PR #2695, opened 2025-12-08
Revise safety comments of entry points

lrh2000:
https://github.com/asterinas/asterinas/blob/4f71f4bbe6456849929d7035ec5f23bb04200279/ostd/src/boot/smp.rs#L129-L134

I don't think this is enough. It needs to guarantee the following:
https://github.com/asterinas/asterinas/blob/4f71f4bbe6456849929d7035ec5f23bb04200279/ostd/src/arch/riscv/mod.rs#L74-L77
More specifically:
https://github.com/asterinas/asterinas/blob/4f71f4bbe6456849929d7035ec5f23bb04200279/ostd/src/arch/riscv/irq/chip/mod.rs#L57-L59

However, the current safety requirements cannot. `riscv_ap_early_entry` can call many (safe) methods without violating the safety condition of `ap_early_entry`. However, it can violate the safety condition of `arch::riscv::init_on_ap`/`arch::riscv::irq::chip::init`.

The safety comments for the `ap_early_entry` method need to be more specific than just stating that the method can only be called once. I propose:
```rust
/// - This function must be called only once on each AP at a proper timing in the AP's boot
///   assembly code, or via a thin Rust wrapper that does not access uninitialized AP states.
```

Then,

════

*REQUIREMENT*.
Above are the records; repeat exactly the lines from the one holding "I don't think" down to the one holding "However, the current", end lines included.

*RESPONSE TO THIS EXERCISE*.
I don't think this is enough. It needs to guarantee the following:
https://github.com/asterinas/asterinas/blob/4f71f4bbe6456849929d7035ec5f23bb04200279/ostd/src/arch/riscv/mod.rs#L74-L77
More specifically:
https://github.com/asterinas/asterinas/blob/4f71f4bbe6456849929d7035ec5f23bb04200279/ostd/src/arch/riscv/irq/chip/mod.rs#L57-L59

However, the current safety requirements cannot. `riscv_ap_early_entry` can call many (safe) methods without violating the safety condition of `ap_early_entry`. However, it can violate the safety condition of `arch::riscv::init_on_ap`/`arch::riscv::irq::chip::init`.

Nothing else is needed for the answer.